I don't know what to do with the jacket really, hadn't thought of it until now. Ha ha, thanks a lot  now I AM thinking and wondering hmmmmmmm what else does this clip need LOL. 

On the brighter side of things though since being shaved short her coat is coming in more dense. I shave her tail not that long ago b/c it was so thin and always stringy looking no matter what. So far so good with the re-growth. It's nice and dense and more course. Even her topknot is standing better on it's own. It's like her coat changed over night almost. Only thing I don't care for is just how much wire it has to it, it much courser. Even Jazz's is getting that way so I wonder if it is enviromental or something. We'll see.


----------



## WonderPup (Oct 26, 2008)

puppylove said:


> Did you do that by eyeballing or did you use some kind of stencil?


A bit of Both. I used clippers to clip just barely into the coat around a pattern a made by doing the old fold a piece of paper over and cut a half a heart from it. I cut it way way big though and eyeballed the rest. 

I don't do curves nearly as well as straight lines so the pattern gave me a tiny bit more confidence doing the top parts of the hearts.


----------



## WonderPup (Oct 26, 2008)

Vibrant said:


> Where did you get Saleen from? She's a lovely silver girl!

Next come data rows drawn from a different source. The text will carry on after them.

PR #4934, opened 2021-07-02
feat: adding preview mode to creator

williamw2:
# Pull Request

## 📖 Description
Adding preview mode toggle to creator. When creator is set to preview mode the left and right columns and the code view are hidden and the viewer container style is changed to accurately reflect the rendering markup. In addition the HTMLRender navigation and inline edit functionality is suppressed so that the user can interact with rendered markup.

### General

### Component-specific


packages/tooling/fast-tooling/src/web-components/html-render/html-render.ts
```diff
@@ -124,6 +127,48 @@ export class HTMLRender extends FoundationElement {
...
+                    this.interactiveMode = action[1] !== "preview";
+                    if (this.interactiveMode) {
+                        this.updateLayers(
+                            this.layerActivityId,
+                            ActivityType.releaseFocus,
+                            null,
+                            null,
+                            null
+                        );
+                        // give everything time to update positions
```
janechu, line 146: In the future we might want to consider listening for DOM updates and having a setTimeout that triggers a certain amount of time after the last update has been fired.

sites/fast-creator/app/creator.props.ts
```diff
@@ -13,6 +13,10 @@ export enum NavigationId {
     libraries,
 }
 
+export enum DisplayMode {
+    default,
+    preview,
```
janechu, line 18: We may have more display modes in the future, so we might want to stay away from "default". Also, assigning these to strings means that this is a little more future-proof, in case this is ever stored somewhere and these values get moved around for some reason.

```suggestion
    interactive = "interactive",
    preview = "preview",
```

sites/fast-creator/app/creator.tsx
```diff
@@ -689,11 +730,39 @@ class Creator extends Editor<{}, CreatorState> {
...
+                displayMode: newState ? DisplayMode.preview : DisplayMode.default,
+            },
+            () => {
+                // Send message
+                this.fastMessageSystem.postMessage({
+                    type: MessageSystemType.custom,
+                    options: {
+                        originatorId: creatorOriginatorId,
+                        action: newState
+                            ? "displayMode::preview"
```
janechu, line 758: I would store these as const, maybe in the `app/utilities/shared.ts` if both the `creator.tsx` and `preview.tsx` will end up using them.

sites/fast-creator/app/preview/preview.tsx
```diff
@@ -18,12 +18,14 @@ import {
...
 } from "@microsoft/site-utilities";
-import { Direction } from "@microsoft/fast-web-utilities";
+import { classNames, Direction } from "@microsoft/fast-web-utilities";
 import {
     mapFASTComponentsDesignSystem,
     setupFASTComponentDesignSystem,
 } from "../configs/library.fast.design-system.mapping";
 import { elementLibraries } from "../configs";
+import { creatorOriginatorId } from "../creator";
+import { DisplayMode } from "../creator.props";
```
janechu, line 28: We should place `DisplayMode` and `creatorOriginatorId` in the `app/utilities/shared.ts` because if we import from `creator.tsx` we will end up bulking up the distributed preview application when webpack bundles the scripts.

janechu (changes requested):

sites/fast-creator/app/creator.props.ts
williamw2: Done

sites/fast-creator/app/creator.tsx
williamw2: Done

sites/fast-creator/app/preview/preview.tsx
williamw2: Done

packages/tooling/fast-tooling/src/web-components/html-render/html-render.ts
williamw2: Agreed.

janechu (approved):

EisenbergEffect (approved):

Issue #4941, opened 2021-07-07
fix: base class discovery in context.tagFor()


m4thieulavoie:
# 🐛 Bug Report

[More detail here](https://discord.com/channels/449251231706251264/482296787021856768/862336132255842334)

Maybe a bit of a far-fetched issue, but for each of our components we apply a mixin to them. What that effectively means is that for example, instead of creating an `AnchoredRegion`, we create a `CustomAnchoredRegion`. With the new v2 release, this line doesn't resolve.

```
<${context.tagFor(AnchoredRegion)}
```

I would like to propose a new argument `baseClass` for the `compose()` method that would take the actual FAST base class.
Another idea could also be to have a fallback if `tagFor` returns undefined that would try `basePrefix-component-name` ?

## 💻 Repro or Code Sample

No repro, can always provide one if needed

## 🤔 Expected Behavior

FAST should resolve the base class, no matter how many mixins there are in the way

## 🌍 Your Environment

* OS & Device: [e.g. MacOS, iOS, Windows, Linux] on [iPhone 7, PC]
* Browser [e.g. Microsoft Edge, Google Chrome, Apple Safari, Mozilla FireFox]
* Version [e.g. 1.8.0]

chrisdholt:
closed w/ #4943

PR #4943, opened 2021-07-07
fix: allow for base class

m4thieulavoie:
** Discussion PR, the goal is to get traction and kick off a discussion here **

# Pull Request

## 📖 Description

This PR adds the ability to specify the `baseClass` of a newly created FAST component. This is useful when using a typescript mixin on top of FAST foundation components. Since under the hood FAST is looking for the exact base class name, this allows to specify and override the default value.

```
class MyCustomSwitch extends Switch {}

export const fastSwitch = MyCustomSwitch.compose<SwitchOptions>({
    ...,
    baseClass: Switch
});
```

### 🎫 Issues

- https://github.com/microsoft/fast/issues/4941

### General

### Component-specific


packages/web-components/fast-foundation/src/foundation-element/foundation-element.ts
```diff
@@ -216,7 +221,7 @@ export class FoundationElementRegistry<
         const prefix = definition.prefix || context.elementPrefix;
         const name = `${prefix}-${definition.baseName}`;
 
-        context.tryDefineElement(name, this.type, x => {
+        context.tryDefineElement(name, overrideDefinition.baseClass ?? this.type, x => {
```
EisenbergEffect, line 224: I *think* that passing the base class here instead of the actual class may cause some problems with the platform element definition. What if we allow an optional third argument to `tryDefineElement` that takes an `options` object that allows passing in an additional type for name mapping?

m4thieulavoie: I think you're right, and either way it would be a lot safer to implement, I'll add it! 👍

m4thieulavoie: @EisenbergEffect I ended up breaking the parameter list for an object for scalability, let me know what you think about it. I also chose to register the actual class _and_ the baseClass (if any) for better flexibility. I could really use your review at this point just to make sure what I'm doing still makes sense 😅

m4thieulavoie:
@EisenbergEffect got the chance to have a look? I would love to hear your initial thoughts on this one

EisenbergEffect:
I've got it on my list. It's looking like next week though due to my current commitments. I haven't forgotten it though and want to get a solution in.

packages/web-components/fast-foundation/docs/api-report.md
```diff
@@ -1016,6 +1016,7 @@ export class FoundationElement extends FASTElement {
 // @public
 export interface FoundationElementDefinition {
     readonly attributes?: EagerOrLazyFoundationOption<(AttributeConfiguration | string)[], this>;
+    baseClass?: Constructable;
```
EisenbergEffect, line 1019: Should we also enable an array? Do we like `baseClass` or would we prefer something like `alias` or `foundation`?

packages/web-components/fast-foundation/src/design-system/design-system.ts
```diff
@@ -76,6 +76,12 @@ export interface ElementDefinitionContext {
  */
 export type ElementDefinitionCallback = (ctx: ElementDefinitionContext) => void;
 
+interface ElementDefinitionParams
```
EisenbergEffect, line 79: I think we should probably export this and then add documentation comments. We'll also need the `@public` indicator in the comment to satisfy our docs generation stuff.

packages/web-components/fast-foundation/src/design-system/design-system.ts
```diff
@@ -300,6 +300,9 @@ class DefaultDesignSystem implements DesignSystem {
 
                     elementTypesByTag.set(elementName!, type);
                     elementTagsByType.set(type, elementName!);
+                    if (baseClass) {
```
EisenbergEffect, line 303: Yep. I think it's probably this simple and should address the problem. I think this will help with a couple of Fluent/FAST components as well that need an additional registration.

packages/web-components/fast-foundation/src/foundation-element/foundation-element.ts
```diff
@@ -33,6 +33,11 @@ export interface FoundationElementDefinition {
      */
     baseName: string;
 
+    /**
+     * The actual FAST base class of the component.
```
EisenbergEffect, line 37:
```suggestion
     * The actual FAST base class of the component if different from the class used to compose.
```

packages/web-components/fast-foundation/src/design-system/design-system.ts
```diff
@@ -95,11 +101,7 @@ export interface DesignSystemRegistrationContext {
      * @param callback - A callback to invoke if definition will happen.
      * @public
      */
-    tryDefineElement(
-        name: string,
-        type: Constructable,
-        callback: ElementDefinitionCallback
-    );
+    tryDefineElement(ctx: ElementDefinitionParams);
```
EisenbergEffect, line 104: Though not used directly by consumers (as far as I know), this would technically be a breaking change. Do we feel like we can get away with that on a minor release? /cc @chrisdholt

EisenbergEffect: Note: This is a better design as it would be more open to extension in the future without breaks. Just want to make sure that we're ok doing this on a minor release. I seriously doubt it will affect anyone, but again, technical breaking.

EisenbergEffect (changes requested):
Sorry it took me so long to dig in here. I definitely want to address this issue with a solution very close to what's here, so I think this can move out of a Draft state now. I've noted a few things we should discuss before merging.  Also, before merging, we'll want at least one unit test that checks this functionality. If you aren't sure how to write that, let me know and I can probably jump in and add a commit with that after the rest of the issues are addressed.

packages/web-components/fast-foundation/docs/api-report.md
m4thieulavoie: Are you proposing doing something like the following?
```suggestion
    baseClass?: Constructable | Constructable[];
```

For the name, I'll leave it up to you guys. However, `foundation` sounds a bit vague to me

EisenbergEffect: I agree. I think that was a bad idea. We'll probably keep this as `baseClass` and if we need we can make it single or array, but we can add the array support in a later PR if someone really needs it.

m4thieulavoie: Sounds good with me!

packages/web-components/fast-foundation/src/design-system/design-system.ts
m4thieulavoie: Should be fixed now 👍

EisenbergEffect:
@m4thieulavoie Ready for me to take another look?

m4thieulavoie:
> @m4thieulavoie Ready for me to take another look?

Yes! That's why I requested back your review with the GitHub feature a couple of days ago 👍

EisenbergEffect:
Oops! Sorry about that! A lot of emails fly through my inbox...I may have missed the alert for that one. It's on my list to review now 😄

packages/web-components/fast-foundation/src/design-system/design-system.ts
```diff
@@ -90,16 +108,10 @@ export interface DesignSystemRegistrationContext {
 
     /**
      * Used to attempt to define a custom element.
-     * @param name - The name of the element to define.
-     * @param type - The type of the constructor to use to define the element.
-     * @param callback - A callback to invoke if definition will happen.
+     * @param ctx - The definition context.
```
EisenbergEffect, line 111: I think we need to fix this param description since this is technically not the definition context.

packages/web-components/fast-foundation/src/foundation-element/foundation-element.ts
```diff
@@ -216,43 +221,56 @@ export class FoundationElementRegistry<
         const prefix = definition.prefix || context.elementPrefix;
         const name = `${prefix}-${definition.baseName}`;
 
-        context.tryDefineElement(name, this.type, x => {
-            const presentation = new DefaultComponentPresentation(
-                resolveOption(definition.template, x, definition),
-                resolveOption(definition.styles, x, definition)
-            );
+        context.tryDefineElement({
```
EisenbergEffect, line 224: Should we Omit the `baseClass` from the `OverrideFoundationElementDefinition` as well?

EisenbergEffect (changes requested):
Almost there. One thing we need to fix in the docs comments and then a question I have for consideration.

m4thieulavoie:
> Almost there. One thing we need to fix in the docs comments and then a question I have for consideration.

Thanks! I'm AFK until monday but I'll correct those once I'm back!

packages/web-components/fast-foundation/src/design-system/design-system.ts
m4thieulavoie: I had a bit of a hard time finding a proper description for this one. I could use some suggestions, otherwise I'll come up with something on monday 👍

vaudy: Maybe just using `Element Definition`? @EisenbergEffect any idea?

packages/web-components/fast-foundation/src/foundation-element/foundation-element.ts
m4thieulavoie: I'm not sure I follow the question 🤔

m4thieulavoie: Nevermind, just got the sense of the question (I need cafeine 😅 ). I think so yeah!

m4thieulavoie: Actually we can't `omit` it. `overrideDefinition` has the `OverrideFoundationElementDefinition` type
image

packages/web-components/fast-foundation/src/design-system/design-system.ts
m4thieulavoie: I highly inspired from @vaudy 's suggestion, but feel free to suggest anything else 👍

packages/web-components/fast-foundation/src/foundation-element/foundation-element.ts
EisenbergEffect: I'm a bit confused because the code below does exactly this:

```ts
baseClass: overrideDefinition.baseClass
```

But it seems like that should never come from the override definition but only from the original definition.

m4thieulavoie: I think I see what you mean. The line in your previous comment is required as `baseClass` is passed along _twice_ in order to get from the `compose()` call all the way to the actual condition added in the other file changed in this PR.
I hope I was clear! :) However if I missed something definitely let me know!

EisenbergEffect:
@nicholasrice Could you take another look at this? I think @m4thieulavoie has addressed all the issues.

packages/web-components/fast-foundation/src/design-system/design-system.ts
```diff
@@ -90,16 +108,10 @@ export interface DesignSystemRegistrationContext {
 
     /**
```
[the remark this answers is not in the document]
nicholasrice: yep, you can deprecate overload signatures :)

nicholasrice (approved):

m4thieulavoie:
@EisenbergEffect @nicholasrice I had a pretty big merge conflict to fix, so please make sure to double-check the changes before merging in in case I messed up something 👍

EisenbergEffect (changes requested):
Unfortunately, I don't think the tests for the improved disambiguation are correct. Can you update those from what's in our main branch?

m4thieulavoie:
> Unfortunately, I don't think the tests for the improved disambiguation are correct. Can you update those from what's in our main branch?

I think I would need more guidance on this, they seem to be correct as far as I can tell. Can you maybe point out the tests are are erroned @EisenbergEffect ?

EisenbergEffect:
Some of the assertions are missing and also the setting of `callbackCalled` in one of the tests. Here's the source to replace the two incorrect tests:

```ts
    it("Should only call callbacks for duplicate elements by default", () => {
        const elementName = uniqueElementName();
        const customElement = class extends HTMLElement {};
        const host = document.createElement("div");
        const system = DesignSystem.getOrCreate(host);
        let callbackCalled = false;

        expect(() => {
            system.register(
                {
                    register(container: Container) {
                        const context = container.get(DesignSystemRegistrationContext);
                        context.tryDefineElement(elementName, customElement, x =>
                            x.defineElement()
                        );
                    },
                },
                {
                    register(container: Container) {
                        const context = container.get(DesignSystemRegistrationContext);
                        context.tryDefineElement(
                            elementName,
                            class extends HTMLElement {},
                            x => {
                                x.defineElement();
                                callbackCalled = true;
                            }
                        );
                    },
                }
            );
        }).not.to.throw();

        expect(customElements.get(elementName)).to.equal(customElement);
        expect(callbackCalled).to.be.true;
    });

    it("Can completely ignore duplicates", () => {
        const elementName = uniqueElementName();
        const customElement = class extends HTMLElement {};
        const host = document.createElement("div");
        const system = DesignSystem.getOrCreate(host)
            .withElementDisambiguation(() => ElementDisambiguation.ignoreDuplicate);
        let callbackCalled = false;

        expect(() => {
            system.register(
                {
                    register(container: Container) {
                        const context = container.get(DesignSystemRegistrationContext);
                        context.tryDefineElement(elementName, customElement, x =>
                            x.defineElement()
                        );
                    },
                },
                {
                    register(container: Container) {
                        const context = container.get(DesignSystemRegistrationContext);
                        context.tryDefineElement(
                            elementName,
                            class extends HTMLElement {},
                            x => {
                                x.defineElement();
                                callbackCalled = true;
                            }
                        );
                    },
                }
            );
        }).not.to.throw();

        expect(customElements.get(elementName)).to.equal(customElement);
        expect(callbackCalled).to.be.false;
    });
```

m4thieulavoie:
> Some of the assertions are missing and also the setting of `callbackCalled` in one of the tests. Here's the source to replace the two incorrect tests:
> 
> ```ts
>     it("Should only call callbacks for duplicate elements by default", () => {
>         const elementName = uniqueElementName();
>         const customElement = class extends HTMLElement {};
>         const host = document.createElement("div");
>         const system = DesignSystem.getOrCreate(host);
>         let callbackCalled = false;
> 
>         expect(() => {
>             system.register(
>                 {
>                     register(container: Container) {
>                         const context = container.get(DesignSystemRegistrationContext);
>                         context.tryDefineElement(elementName, customElement, x =>
>                             x.defineElement()
>                         );
>                     },
>                 },
>                 {
>                     register(container: Container) {
>                         const context = container.get(DesignSystemRegistrationContext);
>                         context.tryDefineElement(
>                             elementName,
>                             class extends HTMLElement {},
>                             x => {
>                                 x.defineElement();
>                                 callbackCalled = true;
>                             }
>                         );
>                     },
>                 }
>             );
>         }).not.to.throw();
> 
>         expect(customElements.get(elementName)).to.equal(customElement);
>         expect(callbackCalled).to.be.true;
>     });
> 
>     it("Can completely ignore duplicates", () => {
>         const elementName = uniqueElementName();
>         const customElement = class extends HTMLElement {};
>         const host = document.createElement("div");
>         const system = DesignSystem.getOrCreate(host)
>             .withElementDisambiguation(() => ElementDisambiguation.ignoreDuplicate);
>         let callbackCalled = false;
> 
>         expect(() => {
>             system.register(
>                 {
>                     register(container: Container) {
>                         const context = container.get(DesignSystemRegistrationContext);
>                         context.tryDefineElement(elementName, customElement, x =>
>                             x.defineElement()
>                         );
>                     },
>                 },
>                 {
>                     register(container: Container) {
>                         const context = container.get(DesignSystemRegistrationContext);
>                         context.tryDefineElement(
>                             elementName,
>                             class extends HTMLElement {},
>                             x => {
>                                 x.defineElement();
>                                 callbackCalled = true;
>                             }
>                         );
>                     },
>                 }
>             );
>         }).not.to.throw();
> 
>         expect(customElements.get(elementName)).to.equal(customElement);
>         expect(callbackCalled).to.be.false;
>     });
> ```

Oh right, GH made it really hard to compare, it should be fixed now 👍

EisenbergEffect (approved):

EisenbergEffect:
Awesome! Thanks @m4thieulavoie We'll get this in as soon as CI finishes up.

EisenbergEffect:
It's in! This should go out in this evening's release.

I got her from a breeder in Tenn. (Southern Style) but sadly she's begun to dabble in breeding doodles with her UKC champion sire. I have been a bit dissapointed to say the least. All the right answers were there when the questions were asked but I didn't verify, which I should have, and turns out the answers weren't 100% truthful. Now her website looks a lot more like a breeder for profit type deal than it did when I got Saleen and I'll admit she was kind of sort of an impulse b/c she was what I was looking for at a price I will willing and able to pay at the time. Like I said though, as much as I enjoy her and wouldn't change the fact that we got her I have been less than perfectly pleased.


----------



## apoodleaday (Feb 22, 2010)

So cute! Love the heart poms!!


----------